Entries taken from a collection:
____________________
PR #367, opened 2024-04-12
handle read from empty file

hduelme:
I added a check if the file to read from is empty if yes a error is reported. In addition I use `Arrays.equals` to check if the first 4 bytes match a PDF-file.


jstaerk:
thanks!

PR #382, opened 2024-05-15
Added getter for validation context to get the ValidationIssues Vector for further processing in another application

Sarenor:


jstaerk:
thank you, after merging I moved getValidationContext into the Validator class where both XMLValidator and ZUGFeRDValidator inherit

Sarenor:
Makes absolute sense, thanks!

PR #383, opened 2024-05-17
#337_ Be-able-to-validate-XRechnung-UBL-files

5now:
Suggestion for a new composition of the pom.xml


phax:
The source issues was already resolved, so I think this PR may be closed

Issue #387, opened 2024-05-29
PDF generation from XML requires FreeSans.ttf


Heavenfighter:
The action pdf of the CLI which transforms XML to PDF throws an error, that the FreeSans.ttf is missing. It is not sufficient to install that font, it must explicitly be present in the calling directory.

Tested on Windows 10 system.

`
2024-05-29 08:17:48.379 [main] ERROR ROOT - Failed to read font file FreeSans.ttf C:\Users\user\Desktop\FreeSans.ttf (Das System kann die angegebene Datei nicht finden)
java.lang.RuntimeException: Failed to read font file FreeSans.ttf C:\Users\user\Desktop\FreeSans.ttf (Das System kann die angegebene Datei nicht finden)
	at org.apache.fop.fonts.LazyFont.load(LazyFont.java:134)
	at org.apache.fop.fonts.LazyFont.getAscender(LazyFont.java:237)
	at org.apache.fop.fonts.Font.getAscender(Font.java:120)
	at org.apache.fop.layoutmgr.BlockLayoutManager.initialize(BlockLayoutManager.java:82)
	at org.apache.fop.layoutmgr.AbstractLayoutManager.getChildLM(AbstractLayoutManager.java:118)
	at org.apache.fop.layoutmgr.FlowLayoutManager.getNextKnuthElements(FlowLayoutManager.java:108)
	at org.apache.fop.layoutmgr.FlowLayoutManager.getNextKnuthElements(FlowLayoutManager.java:69)
	at org.apache.fop.layoutmgr.PageBreaker.getNextKnuthElements(PageBreaker.java:252)
	at org.apache.fop.layoutmgr.AbstractBreaker.getNextBlockList(AbstractBreaker.java:675)
	at org.apache.fop.layoutmgr.PageBreaker.getNextBlockList(PageBreaker.java:179)
	at org.apache.fop.layoutmgr.PageBreaker.getNextBlockList(PageBreaker.java:159)
	at org.apache.fop.layoutmgr.AbstractBreaker.doLayout(AbstractBreaker.java:385)
	at org.apache.fop.layoutmgr.PageBreaker.doLayout(PageBreaker.java:113)
	at org.apache.fop.layoutmgr.PageSequenceLayoutManager.activateLayout(PageSequenceLayoutManager.java:143)
	at org.apache.fop.area.AreaTreeHandler.endPageSequence(AreaTreeHandler.java:267)
[...]

PR #388, opened 2024-05-30
#387 allow embedd fonts from jar-file for pdf creation

Heavenfighter:
fonts can now added in fop configuration via classpath notation. 
Also added FreeSans.ttf


jstaerk:
Incredible. I could swear I tried that. Verapdf reports two glitches in the PDF/A file but I consider to just upstream that to the Fop guys 
[Validation Report.zip](https://github.com/user-attachments/files/15509989/Validation.Report.zip)

Heavenfighter:
Maybe one could move the font in the font directory, but i couldn't figure out how that is done.

PR #393, opened 2024-06-18
Support for Jakarta and PDFBox 3.x

phax:
@jstaerk  please find attached a PR that uses Jakarta instead of javax and also updates to PDFBox to 3.x (required because PDFBox 2.x uses javax.).

All unit tests pass in the IDE.

One thing I needed to do, is to disable compression in the created PDFs so that the metadata tests work. I propose to remove this test and enable PDF compression instead....

I also took the liberty to change the version to 3.0.0-SNAPSHOT because it's a lot of breaking changes...

Edit: Updating the VeraPDF dependency from `validation-model` to `validation-model-jakarta` resolved the last issue I found (see https://github.com/veraPDF/veraPDF-library/issues/1314)

### DIFF
--- a/Mustang-CLI/pom.xml
+++ b/Mustang-CLI/pom.xml
@@ -30,24 +30,24 @@
       <dependency><!-- apache commons cli to parse command line -->
          <groupId>commons-cli</groupId>
          <artifactId>commons-cli</artifactId>
-         <version>1.5.0</version>
+         <version>1.8.0</version>
       </dependency>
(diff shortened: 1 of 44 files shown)


jstaerk:
Very much appreciated, thanks, I believe I read you had been in vacation already, I still am away this week. But it wont be forgotten.

phax:
@jstaerk  enjoy your vacation :)

PR #394, opened 2024-06-20
Re-Added getValidationContext to ZUGFeRD Validator

Sarenor:
I'm not sure if it was an intended change to remove the Getter I added but with the ZUGFeRD validator no longer implementing the Validator Interface it'd still be nice to be able to get the context to easily get the ResultItems during processing.


jstaerk:
I believe you had put the same function in pdfvalidator and xmlvalidator and I moved it to the validator class, from which both pdfvalidator and xmlvalidator inherit the function?

Sarenor:
https://github.com/ZUGFeRD/mustangproject/pull/382/files
To the Zugferd Validator, actually, since it's the file I would be calling instead of calling the PDFValidator directly.

PR #406, opened 2024-07-09
Misc optimizations

phax:
* Require Java 11 as the minimum - otherwise Jakarta and other stuff won't work properly
* Allow a validation of Zugferd documents without requiring a file - an `InputStream` is sufficient. This also reduces the amount of IO operations needed to perform the activities
* Make sure the Zugferd validation APIs work in the same way
* Make some general code improvements (constant instead of `UTF-8`; remove unnecessary code; remove unnecessary imports)
* Remove an additional dependency to the `BigFileSearcher` as the data was already present as a `byte[]` so the `ByteArraySearcher` is more efficient
* Removed unused variables and unused private members
* Removed unused casts
* Removed unnecessary duplicate "implements"


jstaerk:
cosmetical question: debCN, debCurrentChild sounds like "deb"ug?
setOwnTaxID etc will continue to work? You might have noticed that I would very much like to publish as (backward compatible) Mustang 2.12 not yet Mustang 3.
I would like to close this branch and only accept the new ZUGFeRD version when release, if there are further bigger refactorings or changes maybe we could start a 2.13 branch.

phax:
@jstaerk  well, I just reused the `deb` variables, as a performance improvement - they all existed beforehand. Do you want me to rename them to not contain `deb`?
The `setOwnTaxID` methods etc. are of course still working. They are just marked as deprecated, so I replaced them with functionally-equal non-deprecated methods :)
Hope that solves your questions.

PR #407, opened 2024-07-10
Replace java.util Logging with SLF4J

phax:
* Replace all occurrances of java.util.logging stuff with SLF4J
* Added initial messages instead of "null" loggings
* Remove double logging, where it was evident that it does not add value


phax:
Part of the [2.12.0](https://github.com/ZUGFeRD/mustangproject/releases/tag/core-2.12.0) release

PR #410, opened 2024-07-11
Return all BankDetails from parsed CII xml. Closes #408.

### LINKED ISSUE #408: Invoice extracted from CII XML returns only one IBAN (BT-84) although there are more
Given a CII XML file from [itplr-kosit/xrechnung-testsuite](https://github.com/itplr-kosit/xrechnung-testsuite/blob/master/src/test/business-cases/standard/01.05a-INVOICE_uncefact.xml) when extracting an Invoice with `org.mustangproject.ZUGFeRD.ZUGFeRDInvoiceImporter#extractInvoice` and accessing `org.mustangproject.TradeParty#getBankDetails` through `org.mustangproject.Invoice#getSender` then only one `org.mustangproject.BankDetails` object is returned.

Because the CII XML actually contains `PayeePartyCreditorFinancialAccount` twice (each within its own `SpecifiedTradeSettlementPaymentMeans`), I would have expected `invoice.getSender().getBankDetails()` to return a list with two `org.mustangproject.BankDetails` objects.

langfr:


jstaerk:
cool thanks a lot!

PR #432, opened 2024-07-30
Enhance Charges/Allowances with reasonCode.

langfr:
Added field reasonCode to IZUGFeRDAllowanceCharge, used for Charges and Allowances.
ZUGFeRDInvoiceImporter: read the value during import.
ZUGFeRD2PullProvider:
Export Allowances and Charges one by one, not aggregated by taxPercent, but only for profile XRechnung for now.
Don't know if this is also allowed for other profiles also.
Added reasonCode also on item level.
Removed some obsolete spaces in xml-Fragments.


jstaerk:
thanks!

PR #446, opened 2024-08-15
Re-Formatted and re-organized POMs

hypfvieh:
This PR includes a refactoring of the project POMs.

- Formatted all POMs using Maven sortpom Plugin
- Removed duplicated configuration (will be inherited from the parent POM)
- Moved all plugins to plugin management with a base (default) configuration
- Use plugins in modules by referencing them, added additional configuration if needed
- Updated plugin versions
- Add test-jar to created jars on build (I wonder why Maven Central did not complain about that)
- Moved common dependencies to dependency-management
- Added properties for all used dependency versions
  - this allows defining the versions only once and at a well defined position

I build everything locally and also did `release:prepare` and `release:perform`. 
The created artifacts looks good to me. POM seems to be complete (not missing dependencies).  
I don't know how exactly your build-chain works, but usually the maven-deploy plugin should deploy to Maven Central, while it will only deploy to some local directories with the current configuration (like before).

One more thing I've noticed: The surefire plugin is configured to run the tests in a specified order. That is really awkward. Tests should never rely on each other, every test class should be able to perform the required actions without any knowledge of other tests. E.g. this setup will not work when running tests in an IDE, because some resources would be missing when another test was not executed explicitly before.

I did not change that behavior even though I was thinking about it, but that would at least be stuff for another PR and also would require refactoring in test setup.

If you need further assistance with this, let me know.

### DIFF
--- a/Mustang-CLI/pom.xml
+++ b/Mustang-CLI/pom.xml
@@ -1,215 +1,87 @@
 <?xml version="1.0" encoding="UTF-8"?>
 <project xmlns="http://maven.apache.org/POM/4.0.0" xmlns:xsi="http://www.w3.org/2001/XMLSchema-instance" xsi:schemaLocation="http://maven.apache.org/POM/4.0.0 http://maven.apache.org/xsd/maven-4.0.0.xsd">
+    <modelVersion>4.0.0</modelVersion>
     <parent>
         <groupId>org.mustangproject</groupId>
         <artifactId>core</artifactId>
         <version>2.13.0-SNAPSHOT</version>
     </parent>
-    <modelVersion>4.0.0</modelVersion>
+
     <artifactId>Mustang-CLI</artifactId>
-    <name>e-invoices commandline tool, allowing to create(embed), split and validate Factur-X/ZUGFeRD files. Validation
-        should also work for XRechnung/CII.
-    </name>
     <packaging>jar</packaging>
+    <name>E-Invoice commandline tool</name>
+    
+    <description>
+    	E-invoices commandline tool, allowing to create(embed), split and validate Factur-X/ZUGFeRD files. Validation
+        should also work for XRechnung/CII.
+    </description>
+    
     <properties>
-        <project.build.sourceEncoding>UTF-8</project.build.sourceEncoding>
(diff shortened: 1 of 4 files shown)


jstaerk:
Hi,
the test order is indeed required, AFAIK that was a hack we implemented because the files tested by the validator first need to be generated using the library.

I didnt merg it right away because not only of the release-sign-artifacts profile but also the distributionManagement section seemed to have been removed?

Anyway I hope I can have a closer look tomorrow.

kind regards
Jochen

hypfvieh:
Could you please explain which part of the release cycle does not work?
How does your release cycle looks like?

One thing I came across while doing this changes was the configuration of the maven-deploy plugin which always "uploaded" the artifacts to a local folder instead of uploading it to Maven Central (see line 157 in "core" pom.xml of my PR).
As I don't know your way of releasing, I left that configuration like it was (personally I would remove it).

In my projects (e.g. [dbus-java)](https://github.com/hypfvieh/dbus-java), I use `mvn release:prepare` and `mvn release:perform` to do the release stuff. 
My release cycle looks like this:
`mvn release:prepare`
`git push --follow-tags`
`mvn release:perform`

The reason why I do the `git push` manually is I can avoid adding tags and failed-release-checkins upstream when the build during `prepare` step failed (e.g. unit test failure or other issues like checkstyle, PMD etc). 
I simply delete the tag and revert the changes of `mvn release:prepare` by resetting the branch back to upstream master status.

When everything works, so I could `prepare`, `push` and `release`, I will take a look at Maven Central to confirm my release.
This is a matter of taste, you can also configure the plugin to do this for you automatically.

jstaerk:
Hello,
>Could you please explain which part of the release cycle does not work?
It did not upload anything at all to maven central.

>How does your release cycle looks like?
I run `mvn release:prepare` and `mvn release:perform` which automatically builds, signs, uploads and publishes on maven central, afterwards I upload the created mustang-cli.jar (+the lib and the validator) to mustangproject.org, update the homepage, create a post in german and english based on the history.md, publish the new release on freshnode and upload mustang-cli.jar to a new release on github.

kind regards
Jochen

Issue #265, opened 2025-03-21
[Feature]: Make Dateinput stacked instead of side by side


patrick-skowronek:
### General Summary

The Dateinput is wide, most of the time more wide then the catalogue. The design should be improved, with either stacked elements or a other solution.

<img width="399" alt="Image" src="https://github.com/user-attachments/assets/63daa49c-6523-4d2e-8f66-c95130f3077d" />

### Is this Breaking?

No

timakro:
We decided to keep them side by side https://github.com/samply/lens/pull/345#issuecomment-2796033597

PR #345, opened 2025-04-09
chore: rework number and date inputs

### LINKED ISSUE #159: [Feature]: set min/max date default in catalog
### General Summary

Currently, there's no easy way to set a min/max date in the catalog. Adding this feature would allow users to filter catalog entries by date range, improving usability and navigation.

### Suggested Change

- Implement date pickers for setting min/max dates.
- Update catalog filtering to respect the date range.

image

### Is this Breaking?

No

### Current Behavior

none

### New Behavior

none

### Detailed Description

_No response_

### LINKED ISSUE #264: [Feature]: Disable Number and Date add Button if from and to field are empty
### General Summary

Make the input more strict when both are empty disable the button

### Is this Breaking?

No

### LINKED ISSUE #307: [Bug]: Adding invalid options from catalogue
### General Summary

Users can currently enter invalid values in the search bar when using date or number inputs from the catalog. This should not be possible.

### Current Behavior

A number input with 10 on the low limit and -1 on the high limit would enter a invalid chip to the searchbar

### Expected Behavior

The input button should be disabled

timakro:
This PR restyles the number and date inputs and adds error handling:

image
---
image

Due to the error handling this PR closes #264 and closes #159 and closes #307.

I don't think stacking the date inputs as suggested in #265 is a good idea. This PR removes the "from" and "to" texts so it might be a little bit less wide than before.

I also added optional units to the numer inputs as I figured we might need them at some point.

Things that are still to do:

- [x] Translate custom error messages
- [x] Decide if we want to put styles inside the components `.svelte` files
- [x] Decide if we want to use the circular buttons for all catalogue items


patrick-skowronek:
Here are my thoughts on the changes:

1. I like the addition of the number input type—it makes it clearer to the user what should be entered. However, I’d prefer placing it only at the end, maybe something like . 
Bildschirmfoto 2025-04-11 um 08 38 16
Since we are size-constrained, I’d always aim to keep it as compact as possible.

2. I prefer the plus button over the arrow. I’d suggest using it for all inputs.

3. Removing the 'from' and 'to' text is a good improvement. Similar to point 1, I’d group all min/max inputs into one bracket, as it saves a lot of space. I tried stacking them but couldn’t make it work. We can probably close #265—I measured the sizes, and we reduced the width by about 100px, which looks much better.

4. I think providing feedback when a user enters an invalid value is a great idea. The error messages should be translated and improved for better clarity.

5. Regarding styling, I prefer keeping it within the component, as discussed. However, does it make sense to place it at the bottom part? Is there a standard from svelte where to put the html, script and style part. I think we should maintain a consistent order across all files.

timakro:
PR is ready for review. I've opted for the separated input design because it clearly shows which input has focus with the outline.

I added these changes:
* Add docs about the new component-scoped styling convention
* Move some styles from separate CSS files into components
* Add warning in v0.5.1 migration guide that style overwrites for catalogue components will likely break
* Add translations for number/date input error messages
* Use the circular plus button everywhere

timakro:
Removed AST guide from book TOC because I don't want an empty page linked there - I first tried to comment it out but Prettier absolutely did not like it...

patrick-skowronek (approved):

PR #348, opened 2025-04-11
chore: added some styling to the demo

patrick-skowronek:
### Description

Some styling in the for the demo

### DIFF
--- a/index.html
+++ b/index.html
@@ -20,27 +20,23 @@
             }
 
             .container {
-                text-align: left;
+                display: flex;
+            }
+
+            .searchbar {
+                display: grid;
+                grid-template-columns: 25fr 1fr 1fr;
+                align-items: center;
             }
 
             .box {
-                display: inline-block;
                 padding: 10px;
-                margin-right: 20px;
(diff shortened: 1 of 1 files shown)


timakro:
I think we shouldn't try to make the dev page pretty. If we start going down that route we will have to add a lot more styles to make it palatable to an end user and that shouldn't be the goal of the dev page.

As an exception I think layout changes for usability are a good idea. If you want to place the catalogue next to the graphs to use the screen space better and prevent it form shifting the graphs I think that is a good idea. Your layout has some issues though: the "expand tree" button shifts (1) when you open/close the catalogue and (2) when the search spinner becomes visible. Then again the catalogue should be open by default anyways like in ccp explorer so just doing that would be sufficient right now to make it usable/testable imo.

Regarding the implementation I would suggest you use flexbox to place elements side by side. I haven't seen clearfix in years :D

patrick-skowronek:
I think my changes are not pretty 😅 and it should be as simple as possible. But I would add those and not more

timakro (approved):

Issue #308, opened 2025-04-01
[Feature]: Reset diagrams


patrick-skowronek:
### General Summary

A user requested the ability to reset all diagrams. Currently, there is no way to do this efficiently. Solution: Add a Reset button component that:

1. Clears the result store.

2. Automatically resets all diagrams to their default skeleton.

This will allow users to quickly return to a clean state without manually resetting each diagram. The reset function should be exported as well.

### Is this Breaking?

No

paolaklein:
https://github.com/samply/lens/tree/reset-diagrams

https://github.com/user-attachments/assets/b3e1675f-c829-4055-b0e9-1db054e4bacf

timakro:
Closed by #355

PR #355, opened 2025-04-16
Reset diagrams

paolaklein:
### Description

Guide on how a button could look like.
service for the reset function + export
(and the functions to clear: query, responseStore and Charts)

### Related Issue

https://github.com/samply/lens/issues/308

---

### DIFF
--- a/book/src/guide/reset-button.md
+++ b/book/src/guide/reset-button.md
@@ -1,24 +1,22 @@
-
 This is how you would implement a reset button using the resetDiagrams functionn (service: reset.ts)
 
 ```svelte
-<!-- ToDo Change "Reset" to be dynamic (translated)-->
-    <button class="reset-button" onclick={resetDiagrams}>Reset</button>
+<!-- example for a simple button-->
+<button class="reset-button" onclick={resetDiagrams}>Reset</button>
 
-<!-- ToDo Move Style ? -->
+<!-- styling to fit with the rest/other buttons -->
 <style>
     button.reset-button {
-    background-color: var(--button-background-color);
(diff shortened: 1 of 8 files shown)


book/src/guide/reset-button.md
```diff
@@ -0,0 +1,24 @@
+
+This is how you would implement a reset button using the resetDiagrams functionn (service: reset.ts)
+
+```svelte
+<!-- ToDo Change "Reset" to be dynamic (translated)-->
```
patrick-skowronek: Please remove the todo

src/components/results/ChartComponent.wc.svelte
```diff
@@ -474,13 +474,32 @@
...
+     */
+    export function resetChart() {
+        if (!chart) return;
+
+        chart.data.labels = ["", "", "", ""];
+        chart.data.datasets = [
+            {
+                data: [1, 1, 1, 1],
+                backgroundColor: ["#E6E6E6"],
+                hoverBackgroundColor: ["#E6E6E6"], // or remove if Chart.js doesn't recognize it
```
patrick-skowronek: Why would Chart.js not recognize the Color?

patrick-skowronek (changes requested):
Please fix your linting.

timakro:
`resetDiagrams()` is supposed to be called by the application? Then it needs to be exported so the application can see it.

Another suggestion: Why not create a reset button component that the application can place if wanted that calls `resetDiagrams()` internally?

patrick-skowronek (approved):

PR #392, opened 2025-05-15
Feat/paginator size

patrick-skowronek:
### Description

Adds an option to dynamically change the result page size.

### DIFF
--- a/src/components/results/ResultTableComponent.wc.svelte
+++ b/src/components/results/ResultTableComponent.wc.svelte
@@ -122,9 +122,11 @@
     interface Props {
         title?: string;
         pageSize?: number;
+        showPageSize?: boolean;
     }
 
-    let { title = "", pageSize = 10 }: Props = $props();
+    let { title = "", pageSize = 10, showPageSize = false }: Props = $props();
+
     let activePage = $state(1);
     let sortColumnIndex = $state(0);
     let sortAscending = $state(true);
@@ -169,6 +171,20 @@
             sortAscending = !sortAscending;
         }
     }
+
+    let pageSizeOptions: { size: number; text: string }[] = [
+        { size: 10, text: `10` },
+        { size: 25, text: `25` },
+        { size: 50, text: `50` },
+    ];
+
+    if (pageSize != 10 && pageSize != 25 && pageSize != 50) {
+        pageSizeOptions.push({ size: pageSize, text: String(pageSize) });
+    }
+
+    let selected = $state();
+
+    console.log(showPageSize);
 </script>
 
 <h4 part="result-table-title">{title}</h4>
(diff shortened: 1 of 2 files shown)


src/components/results/ResultTableComponent.wc.svelte
```diff
@@ -122,9 +122,18 @@
...
         pageSize?: number;
+        showPageSize?: boolean;
     }
 
-    let { title = "", pageSize = 10 }: Props = $props();
+    /**
+     *  Configuration options for the result table.
+     * title:  The title to be displayed in the table header.
+     * pagesize: The number of rows to display per page. Defaults to 10.
+     * showPageSize: Whether to display a select box for changing the pagesize. If you set the pagesize otherthen 10,25,50 it will added as an option.
```
timakro: Better move this to the individual prop definitions in the interface. That way you will get IntelliSense for the props when using the component.

src/components/results/ResultTableComponent.wc.svelte
```diff
@@ -122,9 +122,18 @@
     interface Props {
         title?: string;
         pageSize?: number;
+        showPageSize?: boolean;
```
timakro: Maybe call it `showPageSizeSwitcher`

timakro (commented):
I think allowing apps to change the page size is a good idea but I'm not sure about the drop down that allows the user to change the page size. Usually the number of sites is static per app so apps should be able to choose a page size that works well for their layout and number of sites. Do you have some app/use case where you need this?

patrick-skowronek:
> I think allowing apps to change the page size is a good idea but I'm not sure about the drop down that allows the user to change the page size. Usually the number of sites is static per app so apps should be able to choose a page size that works well for their layout and number of sites. Do you have some app/use case where you need this?

I agree with you. Changing the page size is already a feature. However, this feature is requested by the BBMRI-ERIC Sample Locator, where users want to view more sites simultaneously. It’s true that this change will significantly alter the layout. While it’s understandable that users might prefer the default of 10 pages, I don’t believe adding a button to display all results is a necessary feature.

src/components/results/ResultTableComponent.wc.svelte
```diff
@@ -119,12 +119,24 @@
...
 
+    /**
+     *  Configuration options for the result table.
+     */
     interface Props {
+        /** title:  The title to be displayed in the table header. */
         title?: string;
+        /** pagesize: The number of rows to display per page. Defaults to 10. */
         pageSize?: number;
+        /** pageSizeSwitcher: Whether to display a select box for changing the pagesize. If you set the pagesize otherthen 10,25,50 it will added as an option. */
```
timakro: Repeating the name of the variable in the doc string is weird

src/components/results/ResultTableComponent.wc.svelte
```diff
@@ -169,6 +181,19 @@
...
+        { size: 25, text: `25` },
+        { size: 50, text: `50` },
+    ];
+
+    if (pageSize != 10 && pageSize != 25 && pageSize != 50) {
+        pageSizeOptions.push({ size: pageSize, text: String(pageSize) });
+        pageSizeOptions.sort((a, b) => a.size - b.size);
+    }
+
+    let selected = $state(pageSizeOptions[0]);
```
timakro: could use a better name than `selected`

timakro (approved):

PR #437, opened 2025-06-17
fix: solve some layout issues

timakro:
I think we broke the chart layout in 0.5.1, from that version onwards charts only grow but never shrink.

There is this comment in a Chart.JS issue https://github.com/chartjs/Chart.js/issues/4156#issuecomment-295180128 that says you have to set `min-width: 0` on the Chart container so it can shrink. This is also what I am doing in the organoid dashboard. I'm a bit confused because I don't think we did this in 0.5.0 and graphs used to shrink anyways.

This PR sets `min-width: 0` on a dedicated chart container `div` so charts can shrink again. I've also fixed catalogue items so they wrap when they are too long. I also had to set `height: 100%` on the chart wrapper so it takes the entire vertical space that is reserved by the application for the chart. Some deal here, I am not sure why this wasn't needed before and is needed now.

### DIFF
--- a/src/components/results/ChartComponent.wc.svelte
+++ b/src/components/results/ChartComponent.wc.svelte
@@ -666,19 +666,23 @@
         </div>
     {/if}
 
-    <canvas
-        part="chart-canvas"
-        bind:this={canvas}
-        id="chart"
-        onclick={handleClickOnStratifier}
-    ></canvas>
+    <!-- For responsive charts, Charts.js requires a dedicated container for each canvas: https://www.chartjs.org/docs/latest/configuration/responsive.html#important-note -->
+    <!-- The container requires `min-width: 0` or it won't shrink: https://github.com/chartjs/Chart.js/issues/4156#issuecomment-295180128 -->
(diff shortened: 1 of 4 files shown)


src/components/results/ChartComponent.wc.svelte
```diff
@@ -666,19 +666,23 @@
...
 
-    <canvas
-        part="chart-canvas"
-        bind:this={canvas}
-        id="chart"
-        onclick={handleClickOnStratifier}
-    ></canvas>
+    <!-- For responsive charts, Charts.js requires a dedicated container for each canvas: https://www.chartjs.org/docs/latest/configuration/responsive.html#important-note -->
+    <!-- The container requires `min-width: 0` or it won't shrink: https://github.com/chartjs/Chart.js/issues/4156#issuecomment-295180128 -->
+    <div style="min-width: 0;">
```
patrick-skowronek: Move to class

patrick-skowronek (changes requested):

patrick-skowronek (approved):

PR #460, opened 2025-06-30
feat: rename classes to backends

patrick-skowronek:
### Description

Better Naming for Backends


timakro (approved):

timakro:
Approved but seems like CI fails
____________________
Copy each line above where the string "kann" occurs.

2024-05-29 08:17:48.379 [main] ERROR ROOT - Failed to read font file FreeSans.ttf C:\Users\user\Desktop\FreeSans.ttf (Das System kann die angegebene Datei nicht finden)
java.lang.RuntimeException: Failed to read font file FreeSans.ttf C:\Users\user\Desktop\FreeSans.ttf (Das System kann die angegebene Datei nicht finden)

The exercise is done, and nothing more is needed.